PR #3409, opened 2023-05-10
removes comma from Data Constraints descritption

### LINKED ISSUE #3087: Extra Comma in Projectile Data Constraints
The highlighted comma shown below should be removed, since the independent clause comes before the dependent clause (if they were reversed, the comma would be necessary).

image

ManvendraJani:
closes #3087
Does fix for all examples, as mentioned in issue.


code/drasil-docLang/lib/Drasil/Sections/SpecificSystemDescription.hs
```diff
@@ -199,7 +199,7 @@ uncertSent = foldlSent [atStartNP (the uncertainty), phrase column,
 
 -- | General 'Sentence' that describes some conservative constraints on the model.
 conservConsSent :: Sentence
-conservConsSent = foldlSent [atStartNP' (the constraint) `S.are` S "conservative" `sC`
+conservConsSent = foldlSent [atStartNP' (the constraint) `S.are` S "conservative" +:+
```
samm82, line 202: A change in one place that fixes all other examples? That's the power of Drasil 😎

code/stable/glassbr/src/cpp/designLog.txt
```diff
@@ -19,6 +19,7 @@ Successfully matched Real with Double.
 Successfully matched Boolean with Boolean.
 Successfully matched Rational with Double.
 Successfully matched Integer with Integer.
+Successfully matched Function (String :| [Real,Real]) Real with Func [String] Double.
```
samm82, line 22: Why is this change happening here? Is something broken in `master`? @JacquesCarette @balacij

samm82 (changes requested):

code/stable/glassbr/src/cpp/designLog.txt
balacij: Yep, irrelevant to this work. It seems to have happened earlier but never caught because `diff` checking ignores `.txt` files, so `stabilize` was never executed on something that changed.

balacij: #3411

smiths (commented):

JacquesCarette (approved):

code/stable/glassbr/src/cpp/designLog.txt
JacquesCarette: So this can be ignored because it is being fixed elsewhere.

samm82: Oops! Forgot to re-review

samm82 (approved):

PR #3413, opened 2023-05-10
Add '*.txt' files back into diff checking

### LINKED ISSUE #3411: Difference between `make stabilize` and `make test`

* * *

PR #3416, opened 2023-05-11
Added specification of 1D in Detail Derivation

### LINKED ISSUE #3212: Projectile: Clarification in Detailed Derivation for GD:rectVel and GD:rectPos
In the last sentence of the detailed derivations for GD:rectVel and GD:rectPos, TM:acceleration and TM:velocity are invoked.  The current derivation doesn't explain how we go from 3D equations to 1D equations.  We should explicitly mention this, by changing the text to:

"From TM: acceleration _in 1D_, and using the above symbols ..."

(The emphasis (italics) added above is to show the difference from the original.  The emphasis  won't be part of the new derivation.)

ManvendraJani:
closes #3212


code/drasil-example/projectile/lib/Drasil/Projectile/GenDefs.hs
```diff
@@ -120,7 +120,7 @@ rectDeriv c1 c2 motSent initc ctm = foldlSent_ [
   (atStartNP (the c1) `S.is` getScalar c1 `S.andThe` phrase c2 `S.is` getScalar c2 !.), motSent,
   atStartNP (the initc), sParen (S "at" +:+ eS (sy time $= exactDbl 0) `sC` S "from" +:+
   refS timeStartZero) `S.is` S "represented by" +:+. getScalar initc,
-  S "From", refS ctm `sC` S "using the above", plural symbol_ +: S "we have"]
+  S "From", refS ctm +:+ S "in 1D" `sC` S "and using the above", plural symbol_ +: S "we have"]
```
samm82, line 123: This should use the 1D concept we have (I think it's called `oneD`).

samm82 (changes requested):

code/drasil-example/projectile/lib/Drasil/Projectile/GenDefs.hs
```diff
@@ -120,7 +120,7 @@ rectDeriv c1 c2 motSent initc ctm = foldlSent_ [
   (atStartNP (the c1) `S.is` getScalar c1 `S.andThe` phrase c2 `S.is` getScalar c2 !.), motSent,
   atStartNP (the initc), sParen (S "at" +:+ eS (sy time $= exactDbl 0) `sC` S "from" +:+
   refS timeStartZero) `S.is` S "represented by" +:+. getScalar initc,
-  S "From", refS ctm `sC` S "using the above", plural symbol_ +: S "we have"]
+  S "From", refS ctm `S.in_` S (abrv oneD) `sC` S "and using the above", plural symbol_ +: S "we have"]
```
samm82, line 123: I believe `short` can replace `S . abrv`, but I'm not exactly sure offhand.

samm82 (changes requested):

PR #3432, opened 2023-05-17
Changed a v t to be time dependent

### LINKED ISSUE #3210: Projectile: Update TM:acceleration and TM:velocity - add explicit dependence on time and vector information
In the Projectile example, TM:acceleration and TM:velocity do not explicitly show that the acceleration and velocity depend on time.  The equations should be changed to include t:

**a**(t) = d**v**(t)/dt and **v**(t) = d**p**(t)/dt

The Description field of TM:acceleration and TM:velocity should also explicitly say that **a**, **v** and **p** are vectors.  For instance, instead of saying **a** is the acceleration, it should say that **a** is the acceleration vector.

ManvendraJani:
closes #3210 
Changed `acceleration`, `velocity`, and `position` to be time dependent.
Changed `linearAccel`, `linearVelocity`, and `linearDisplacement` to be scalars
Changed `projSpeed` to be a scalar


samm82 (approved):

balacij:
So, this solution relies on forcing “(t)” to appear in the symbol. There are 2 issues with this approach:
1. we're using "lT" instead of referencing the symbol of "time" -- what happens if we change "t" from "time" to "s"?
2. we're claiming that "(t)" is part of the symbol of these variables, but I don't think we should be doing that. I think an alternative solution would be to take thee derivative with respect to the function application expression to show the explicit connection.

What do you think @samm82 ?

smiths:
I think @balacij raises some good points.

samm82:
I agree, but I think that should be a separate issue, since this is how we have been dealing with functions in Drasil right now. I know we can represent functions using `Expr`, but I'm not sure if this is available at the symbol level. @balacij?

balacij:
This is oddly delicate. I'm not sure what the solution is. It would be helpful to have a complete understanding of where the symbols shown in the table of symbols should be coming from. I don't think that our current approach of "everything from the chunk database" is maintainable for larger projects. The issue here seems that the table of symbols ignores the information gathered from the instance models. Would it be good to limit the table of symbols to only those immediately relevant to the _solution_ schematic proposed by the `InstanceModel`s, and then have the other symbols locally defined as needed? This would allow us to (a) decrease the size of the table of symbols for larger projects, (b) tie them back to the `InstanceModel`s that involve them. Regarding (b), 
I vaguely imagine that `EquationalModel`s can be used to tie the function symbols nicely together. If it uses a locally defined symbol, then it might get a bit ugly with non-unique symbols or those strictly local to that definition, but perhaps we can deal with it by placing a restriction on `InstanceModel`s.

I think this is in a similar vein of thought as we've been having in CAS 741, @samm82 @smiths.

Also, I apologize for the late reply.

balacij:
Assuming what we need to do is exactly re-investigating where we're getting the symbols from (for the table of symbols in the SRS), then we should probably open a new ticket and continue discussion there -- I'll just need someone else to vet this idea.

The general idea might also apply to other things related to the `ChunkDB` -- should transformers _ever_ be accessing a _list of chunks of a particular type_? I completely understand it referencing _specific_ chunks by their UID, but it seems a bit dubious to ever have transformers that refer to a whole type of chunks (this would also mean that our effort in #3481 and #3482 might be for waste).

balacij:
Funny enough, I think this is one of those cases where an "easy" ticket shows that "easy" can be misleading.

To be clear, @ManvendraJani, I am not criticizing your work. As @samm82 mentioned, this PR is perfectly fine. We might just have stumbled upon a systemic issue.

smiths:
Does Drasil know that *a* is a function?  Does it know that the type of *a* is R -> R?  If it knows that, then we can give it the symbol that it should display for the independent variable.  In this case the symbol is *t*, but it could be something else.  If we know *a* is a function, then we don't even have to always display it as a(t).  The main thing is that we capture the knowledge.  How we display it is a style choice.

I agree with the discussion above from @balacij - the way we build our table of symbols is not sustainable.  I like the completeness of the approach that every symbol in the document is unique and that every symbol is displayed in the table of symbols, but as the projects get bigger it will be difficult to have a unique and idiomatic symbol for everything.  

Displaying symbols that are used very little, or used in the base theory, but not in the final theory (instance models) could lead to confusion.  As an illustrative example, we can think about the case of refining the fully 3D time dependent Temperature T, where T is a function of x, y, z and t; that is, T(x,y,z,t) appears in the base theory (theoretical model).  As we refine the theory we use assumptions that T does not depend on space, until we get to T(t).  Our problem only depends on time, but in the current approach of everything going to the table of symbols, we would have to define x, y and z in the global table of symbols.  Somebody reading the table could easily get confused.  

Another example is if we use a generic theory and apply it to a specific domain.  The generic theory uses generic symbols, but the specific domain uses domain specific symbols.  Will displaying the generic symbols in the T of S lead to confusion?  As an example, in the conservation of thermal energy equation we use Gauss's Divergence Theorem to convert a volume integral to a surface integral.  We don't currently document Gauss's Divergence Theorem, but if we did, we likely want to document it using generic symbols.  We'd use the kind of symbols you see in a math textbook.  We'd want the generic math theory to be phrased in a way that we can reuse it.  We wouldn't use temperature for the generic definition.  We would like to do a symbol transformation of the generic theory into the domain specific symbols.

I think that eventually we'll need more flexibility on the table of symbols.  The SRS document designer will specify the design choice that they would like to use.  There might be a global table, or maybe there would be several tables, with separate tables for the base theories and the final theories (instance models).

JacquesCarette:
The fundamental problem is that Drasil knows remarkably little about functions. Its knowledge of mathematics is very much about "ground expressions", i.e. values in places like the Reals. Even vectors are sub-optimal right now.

==

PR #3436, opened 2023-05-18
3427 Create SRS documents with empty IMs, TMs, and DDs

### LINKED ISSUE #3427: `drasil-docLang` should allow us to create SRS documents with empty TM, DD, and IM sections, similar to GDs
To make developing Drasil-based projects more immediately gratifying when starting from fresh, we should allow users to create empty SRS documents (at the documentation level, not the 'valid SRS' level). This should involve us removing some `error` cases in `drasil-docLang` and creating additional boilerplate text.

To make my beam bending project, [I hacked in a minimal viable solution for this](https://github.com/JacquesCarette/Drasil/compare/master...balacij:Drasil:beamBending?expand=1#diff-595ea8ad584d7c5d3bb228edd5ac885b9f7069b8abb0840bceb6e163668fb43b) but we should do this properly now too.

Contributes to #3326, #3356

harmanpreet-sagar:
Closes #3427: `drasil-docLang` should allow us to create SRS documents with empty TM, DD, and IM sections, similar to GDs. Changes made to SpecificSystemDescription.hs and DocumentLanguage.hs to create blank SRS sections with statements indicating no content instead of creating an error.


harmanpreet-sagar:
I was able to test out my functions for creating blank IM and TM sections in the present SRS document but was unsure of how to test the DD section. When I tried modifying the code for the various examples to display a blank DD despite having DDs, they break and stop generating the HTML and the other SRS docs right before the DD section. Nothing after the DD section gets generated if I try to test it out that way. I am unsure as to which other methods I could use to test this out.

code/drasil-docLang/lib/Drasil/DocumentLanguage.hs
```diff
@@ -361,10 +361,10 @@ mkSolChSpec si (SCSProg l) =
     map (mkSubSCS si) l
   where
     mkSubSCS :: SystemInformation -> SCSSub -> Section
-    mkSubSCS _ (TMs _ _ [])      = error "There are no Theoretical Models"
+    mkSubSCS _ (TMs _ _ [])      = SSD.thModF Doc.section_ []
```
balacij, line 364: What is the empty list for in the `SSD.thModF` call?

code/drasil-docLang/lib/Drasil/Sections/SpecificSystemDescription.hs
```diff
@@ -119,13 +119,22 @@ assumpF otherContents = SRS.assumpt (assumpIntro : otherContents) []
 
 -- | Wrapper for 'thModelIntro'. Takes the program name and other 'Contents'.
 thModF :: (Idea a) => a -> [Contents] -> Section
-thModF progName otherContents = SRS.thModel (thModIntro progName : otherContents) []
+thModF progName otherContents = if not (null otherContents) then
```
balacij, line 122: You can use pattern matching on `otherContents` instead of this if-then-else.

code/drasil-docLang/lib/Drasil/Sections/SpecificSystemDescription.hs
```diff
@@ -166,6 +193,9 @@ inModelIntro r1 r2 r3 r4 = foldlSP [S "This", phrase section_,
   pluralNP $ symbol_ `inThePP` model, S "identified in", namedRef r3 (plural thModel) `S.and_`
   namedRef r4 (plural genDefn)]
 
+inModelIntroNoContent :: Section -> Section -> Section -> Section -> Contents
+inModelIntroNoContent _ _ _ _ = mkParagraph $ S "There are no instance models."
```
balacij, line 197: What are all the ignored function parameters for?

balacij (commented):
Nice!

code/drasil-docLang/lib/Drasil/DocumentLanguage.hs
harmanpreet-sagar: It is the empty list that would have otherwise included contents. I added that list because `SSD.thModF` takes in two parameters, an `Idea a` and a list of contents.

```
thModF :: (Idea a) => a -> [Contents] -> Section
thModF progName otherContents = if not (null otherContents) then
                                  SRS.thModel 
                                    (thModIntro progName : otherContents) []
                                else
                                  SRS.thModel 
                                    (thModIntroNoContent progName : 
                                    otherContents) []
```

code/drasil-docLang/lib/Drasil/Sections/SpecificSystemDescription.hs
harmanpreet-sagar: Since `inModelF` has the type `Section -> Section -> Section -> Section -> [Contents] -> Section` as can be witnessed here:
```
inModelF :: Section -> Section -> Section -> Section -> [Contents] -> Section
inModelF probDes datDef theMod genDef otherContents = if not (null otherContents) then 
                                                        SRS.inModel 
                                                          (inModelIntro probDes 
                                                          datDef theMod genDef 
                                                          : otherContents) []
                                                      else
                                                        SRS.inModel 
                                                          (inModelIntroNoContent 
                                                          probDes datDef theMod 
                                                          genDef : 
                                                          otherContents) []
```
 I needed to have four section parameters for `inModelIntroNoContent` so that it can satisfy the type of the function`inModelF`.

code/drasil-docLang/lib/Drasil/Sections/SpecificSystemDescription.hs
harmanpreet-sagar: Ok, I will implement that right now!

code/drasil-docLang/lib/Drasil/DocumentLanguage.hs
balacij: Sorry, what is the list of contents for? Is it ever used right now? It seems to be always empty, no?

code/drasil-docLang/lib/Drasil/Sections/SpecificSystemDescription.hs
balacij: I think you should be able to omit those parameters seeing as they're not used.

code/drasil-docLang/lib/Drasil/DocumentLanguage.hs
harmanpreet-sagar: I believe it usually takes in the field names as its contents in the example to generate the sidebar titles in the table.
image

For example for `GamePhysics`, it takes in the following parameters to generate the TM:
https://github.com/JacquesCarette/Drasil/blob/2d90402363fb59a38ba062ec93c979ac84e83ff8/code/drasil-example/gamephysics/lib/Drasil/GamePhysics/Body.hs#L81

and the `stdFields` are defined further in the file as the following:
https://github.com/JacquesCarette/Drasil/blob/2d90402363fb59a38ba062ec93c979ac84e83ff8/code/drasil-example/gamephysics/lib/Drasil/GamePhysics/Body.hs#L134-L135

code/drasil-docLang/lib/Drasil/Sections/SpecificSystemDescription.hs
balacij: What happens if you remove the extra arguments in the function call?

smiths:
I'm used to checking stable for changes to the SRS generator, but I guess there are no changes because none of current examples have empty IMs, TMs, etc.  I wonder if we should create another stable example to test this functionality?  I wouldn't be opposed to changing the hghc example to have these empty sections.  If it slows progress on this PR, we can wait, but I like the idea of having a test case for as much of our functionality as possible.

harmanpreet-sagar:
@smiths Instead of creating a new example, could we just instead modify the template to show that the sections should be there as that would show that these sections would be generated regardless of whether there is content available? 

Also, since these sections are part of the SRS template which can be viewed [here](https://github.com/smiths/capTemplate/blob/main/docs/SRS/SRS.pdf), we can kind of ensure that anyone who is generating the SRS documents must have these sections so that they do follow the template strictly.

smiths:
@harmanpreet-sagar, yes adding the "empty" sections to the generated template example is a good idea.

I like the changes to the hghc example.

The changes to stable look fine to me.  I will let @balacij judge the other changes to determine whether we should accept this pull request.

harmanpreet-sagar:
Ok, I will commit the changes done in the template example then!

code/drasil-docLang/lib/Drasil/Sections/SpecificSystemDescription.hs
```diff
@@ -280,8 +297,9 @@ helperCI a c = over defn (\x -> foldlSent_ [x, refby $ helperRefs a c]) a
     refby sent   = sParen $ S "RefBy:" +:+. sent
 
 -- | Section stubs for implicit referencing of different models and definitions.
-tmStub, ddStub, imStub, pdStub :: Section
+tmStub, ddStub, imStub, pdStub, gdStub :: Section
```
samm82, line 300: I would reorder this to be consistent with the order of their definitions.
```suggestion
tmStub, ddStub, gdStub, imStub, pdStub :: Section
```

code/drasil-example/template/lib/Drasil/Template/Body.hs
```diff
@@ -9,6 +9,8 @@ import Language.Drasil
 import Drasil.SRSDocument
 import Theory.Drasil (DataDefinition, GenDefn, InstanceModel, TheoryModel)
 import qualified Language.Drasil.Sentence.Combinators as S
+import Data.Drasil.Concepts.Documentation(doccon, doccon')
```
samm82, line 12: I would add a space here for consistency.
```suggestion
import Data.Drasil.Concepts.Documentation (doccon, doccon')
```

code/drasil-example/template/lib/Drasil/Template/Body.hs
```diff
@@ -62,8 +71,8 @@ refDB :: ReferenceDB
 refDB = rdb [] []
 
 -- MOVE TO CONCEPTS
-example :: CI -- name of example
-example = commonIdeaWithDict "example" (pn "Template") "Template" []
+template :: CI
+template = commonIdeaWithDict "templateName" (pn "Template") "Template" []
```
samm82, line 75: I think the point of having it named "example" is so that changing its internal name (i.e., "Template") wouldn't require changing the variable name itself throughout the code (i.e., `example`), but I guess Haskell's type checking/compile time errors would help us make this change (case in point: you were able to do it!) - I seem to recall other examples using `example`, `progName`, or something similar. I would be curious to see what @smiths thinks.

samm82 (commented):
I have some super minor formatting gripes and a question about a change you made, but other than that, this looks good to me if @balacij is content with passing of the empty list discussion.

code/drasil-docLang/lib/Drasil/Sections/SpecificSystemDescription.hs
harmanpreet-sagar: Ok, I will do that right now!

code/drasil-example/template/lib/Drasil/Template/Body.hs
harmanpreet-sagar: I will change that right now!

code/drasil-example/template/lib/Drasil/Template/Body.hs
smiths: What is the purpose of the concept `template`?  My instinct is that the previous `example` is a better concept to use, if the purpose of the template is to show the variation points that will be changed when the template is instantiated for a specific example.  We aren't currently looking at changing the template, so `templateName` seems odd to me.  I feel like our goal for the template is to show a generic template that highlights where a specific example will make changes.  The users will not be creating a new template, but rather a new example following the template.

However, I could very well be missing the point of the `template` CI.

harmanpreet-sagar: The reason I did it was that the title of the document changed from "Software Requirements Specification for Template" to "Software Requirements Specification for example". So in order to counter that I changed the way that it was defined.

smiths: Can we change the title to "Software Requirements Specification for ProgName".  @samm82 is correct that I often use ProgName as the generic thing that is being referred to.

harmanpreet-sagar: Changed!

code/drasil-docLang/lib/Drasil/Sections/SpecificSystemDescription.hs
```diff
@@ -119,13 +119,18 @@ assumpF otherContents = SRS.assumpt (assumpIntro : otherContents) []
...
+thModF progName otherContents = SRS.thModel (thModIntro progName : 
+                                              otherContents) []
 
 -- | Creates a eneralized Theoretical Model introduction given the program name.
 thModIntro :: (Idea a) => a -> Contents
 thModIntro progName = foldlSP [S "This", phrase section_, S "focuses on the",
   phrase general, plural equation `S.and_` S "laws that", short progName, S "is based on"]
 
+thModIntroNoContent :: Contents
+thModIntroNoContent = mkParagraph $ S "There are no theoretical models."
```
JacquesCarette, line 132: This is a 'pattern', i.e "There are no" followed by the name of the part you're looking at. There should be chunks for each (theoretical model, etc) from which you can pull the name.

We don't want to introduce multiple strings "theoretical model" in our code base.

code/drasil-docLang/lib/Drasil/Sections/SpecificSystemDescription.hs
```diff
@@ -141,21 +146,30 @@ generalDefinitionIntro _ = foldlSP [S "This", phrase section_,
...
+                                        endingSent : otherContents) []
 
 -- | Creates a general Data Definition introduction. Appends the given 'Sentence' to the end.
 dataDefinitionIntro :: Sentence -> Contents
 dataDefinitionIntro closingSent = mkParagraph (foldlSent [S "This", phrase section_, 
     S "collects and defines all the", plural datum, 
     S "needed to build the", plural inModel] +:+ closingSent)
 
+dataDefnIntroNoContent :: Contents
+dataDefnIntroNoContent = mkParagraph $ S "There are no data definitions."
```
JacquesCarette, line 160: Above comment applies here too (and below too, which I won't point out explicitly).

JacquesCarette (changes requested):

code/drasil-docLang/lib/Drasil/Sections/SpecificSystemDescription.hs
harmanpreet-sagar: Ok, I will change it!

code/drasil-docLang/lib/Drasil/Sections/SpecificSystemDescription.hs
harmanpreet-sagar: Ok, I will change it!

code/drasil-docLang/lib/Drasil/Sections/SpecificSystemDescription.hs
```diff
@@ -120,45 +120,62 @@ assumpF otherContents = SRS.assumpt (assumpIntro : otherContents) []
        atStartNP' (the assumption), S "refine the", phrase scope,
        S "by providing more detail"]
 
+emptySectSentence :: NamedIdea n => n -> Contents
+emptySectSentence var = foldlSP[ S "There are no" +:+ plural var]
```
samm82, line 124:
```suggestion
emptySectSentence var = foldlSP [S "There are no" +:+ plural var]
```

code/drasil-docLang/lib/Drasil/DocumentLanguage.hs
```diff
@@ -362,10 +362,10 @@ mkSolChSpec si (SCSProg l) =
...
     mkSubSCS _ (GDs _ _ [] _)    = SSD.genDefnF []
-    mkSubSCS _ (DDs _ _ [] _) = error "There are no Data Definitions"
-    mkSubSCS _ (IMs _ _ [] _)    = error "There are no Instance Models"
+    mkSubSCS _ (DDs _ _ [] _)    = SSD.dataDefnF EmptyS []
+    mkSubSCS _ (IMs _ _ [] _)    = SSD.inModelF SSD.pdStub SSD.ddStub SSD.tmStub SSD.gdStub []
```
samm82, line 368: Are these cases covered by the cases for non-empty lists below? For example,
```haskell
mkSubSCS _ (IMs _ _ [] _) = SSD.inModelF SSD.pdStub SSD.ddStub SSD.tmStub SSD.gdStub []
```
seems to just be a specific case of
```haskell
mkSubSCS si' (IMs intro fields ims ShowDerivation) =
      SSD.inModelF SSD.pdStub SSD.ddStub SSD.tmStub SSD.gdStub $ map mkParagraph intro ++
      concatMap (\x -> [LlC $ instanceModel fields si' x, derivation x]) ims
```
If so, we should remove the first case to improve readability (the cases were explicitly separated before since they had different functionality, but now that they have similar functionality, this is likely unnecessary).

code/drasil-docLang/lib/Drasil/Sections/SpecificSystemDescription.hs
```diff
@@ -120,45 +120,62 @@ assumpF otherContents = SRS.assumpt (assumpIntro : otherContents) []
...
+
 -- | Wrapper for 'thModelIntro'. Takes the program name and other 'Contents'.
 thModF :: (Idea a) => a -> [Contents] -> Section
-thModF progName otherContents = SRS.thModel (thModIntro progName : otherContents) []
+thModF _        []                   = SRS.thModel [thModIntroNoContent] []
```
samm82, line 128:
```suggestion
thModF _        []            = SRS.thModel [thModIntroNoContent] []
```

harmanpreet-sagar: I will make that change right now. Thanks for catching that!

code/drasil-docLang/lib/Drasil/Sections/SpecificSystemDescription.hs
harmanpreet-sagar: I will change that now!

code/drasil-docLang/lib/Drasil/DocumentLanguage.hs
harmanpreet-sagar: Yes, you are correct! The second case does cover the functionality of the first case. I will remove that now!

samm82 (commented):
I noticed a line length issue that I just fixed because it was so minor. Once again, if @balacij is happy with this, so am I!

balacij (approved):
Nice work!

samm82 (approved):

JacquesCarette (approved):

**The task**
Would you please show every line of the material above that includes the string "involve"?

**Output of the task**
This is oddly delicate. I'm not sure what the solution is. It would be helpful to have a complete understanding of where the symbols shown in the table of symbols should be coming from. I don't think that our current approach of "everything from the chunk database" is maintainable for larger projects. The issue here seems that the table of symbols ignores the information gathered from the instance models. Would it be good to limit the table of symbols to only those immediately relevant to the _solution_ schematic proposed by the `InstanceModel`s, and then have the other symbols locally defined as needed? This would allow us to (a) decrease the size of the table of symbols for larger projects, (b) tie them back to the `InstanceModel`s that involve them. Regarding (b), 
To make developing Drasil-based projects more immediately gratifying when starting from fresh, we should allow users to create empty SRS documents (at the documentation level, not the 'valid SRS' level). This should involve us removing some `error` cases in `drasil-docLang` and creating additional boilerplate text.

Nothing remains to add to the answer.